Regions with significant populations
- Bashkortostan; Perm Krai; Sverdlovsk Oblast;

Languages
- Eastern Mari language

= Eastern Mari people =

Ethnic subgroup of the Mari people

The Eastern Mari are a subgroup of the Mari people, a Volga Finnic ethnic group of Russia. Eastern Mari comprise those Mari living outside of the Mari El Republic, east of the Vyatka River in the Kama and Ural regions. They are concentrated in Bashkortostan, particularly in the Mishkinsky District, Birsky District, and in Neftekamsk. Eastern Mari populations are also found in southern Sverdlovsk Oblast and in Perm Krai. They make up between a quarter and a third of the general Mari population. According to academic Seppo Lallukka, Eastern Mari is more of a scholarly category than an ethnically unified subgroup.
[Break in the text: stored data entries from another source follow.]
Issue #3534, opened 2025-03-27
Handle invalid checksum addr


ttarsi:
#### Problem to Solve

when users provide an invalid checksum addr for a token address, we get the following unhandled error.
![Image](https://github.com/user-attachments/assets/87721b14-4fb0-4539-b007-18cddae1eac9)

#### Proposed Solution

handle the error and return properly. perhaps convert the address to proper checksum to see if it is a valid address.

PR #3545, opened 2025-03-27
fix(sdk): return an error when encoding order

PaulLeCam:
Wraps the order encoding so we can check and carry the error as needed.

issue: https://github.com/omni-network/omni/issues/3534

### DIFF
--- a/sdk/packages/react/src/hooks/useValidateOrder.ts
+++ b/sdk/packages/react/src/hooks/useValidateOrder.ts
@@ -63,9 +63,31 @@ export function useValidateOrder<abis extends OptionalAbis>({
   enabled,
 }: UseValidateOrderParams<abis>): UseValidateOrderResult {
   const { apiBaseUrl } = useOmniContext()
+  const encoded = encodeOrder(order)
 
-  function _encodeCalls() {
-    return order.calls.map((call) => {
+  const query = useQuery<ValidationResponse, FetchJSONError>({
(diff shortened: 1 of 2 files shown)


sdk/packages/react/src/hooks/useValidateOrder.ts
```diff
@@ -146,9 +167,12 @@ const isValidateRes = (json: unknown): json is ValidationResponse => {
 }
 
 const useResult = (
+  encoded: EncodeOrderResult,
   query: UseQueryResult<ValidationResponse, FetchJSONError>,
 ): UseValidateOrderResult =>
   useMemo(() => {
+    if (!encoded.ok) return { status: 'error', error: encoded.error }
+
```
kevinhalliday, line 175: This pattern makes sense - quicker feedback of encoding errors, and don't need to deal with react-query retrying on errors. So let's keep it 

but wonder it it would work if we just let the async func throw

kevinhalliday (approved):

sdk/packages/react/src/hooks/useValidateOrder.ts
PaulLeCam: Yes good question, I went with trying to bypass react-query but there might be better ways to handle this

kevinhalliday: react query right now retries on error (4 times) so better to bypass

PR #3569, opened 2025-03-31
chore(solver): open mainnet targets

kevinhalliday:
Open mainnet targets.

issue: none


Zodomo (approved):
Why not just comment out the test cases instead of removing them?

kevinhalliday:
> Why not just comment out the test cases instead of removing them?

no real reason tbh, just nice to remove when you can

corverroos (approved):

PR #3571, opened 2025-03-31
feat(contracts): emit OriginData event

Zodomo:
SolverNetInbox now emits an `OriginData` event that emits a typed `FillOriginData` struct so we can analyze it in Dune. Added validation for this to post-upgrade tests.

issue: none


contracts/solve/src/SolverNetInbox.sol
```diff
@@ -265,6 +265,9 @@ contract SolverNetInbox is OwnableRoles, ReentrancyGuard, Initializable, Deploye
         ResolvedCrossChainOrder memory resolved = _openOrder(orderData);
 
         emit Open(resolved.orderId, resolved);
+        emit OriginData(
+            resolved.orderId, abi.decode(resolved.fillInstructions[0].originData, (SolverNet.FillOriginData))
+        );
```
kevinhalliday, line 270: Maybe let's call it `FillOriginData`? matches our typename

Zodomo: I originally thought this would cause compiler issues so I avoided doing so, but it turns out I was wrong! Applying this change.

PR #3572, opened 2025-04-01
ci(e2e): add solver address to testnet

corverroos:
Adds `SolverAddr` to `Testnet` and use it in e2e/tests.

Populate this from `InfraData`, which is populated in docker and vmcompose respectively.

issue: none


chmllr (approved):
Thanks a lot!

The Eastern Mari language variety includes loanwords and influence from Russian, Tatar, and Bashkir.

== Culture ==
About two thirds of Eastern Mari live in rural areas, and they are traditionally farmers. Folk religion is an important part of daily life for the Mari of the Ural region, and they preserve many rituals that have been lost among other Mari groups. Similarly to Meadow Mari, Ural Mari have a pronounced emphasis on traditional familial principles compared to neighboring ethnic groups.

Mari in Bashkortostan mainly practice a syncretic combination of Russian Orthodoxy and traditional Mari religion, although Finnish Lutheran missionary efforts have established several Lutheran Mari communities in the republic which incorporate aspects of traditional Mari culture.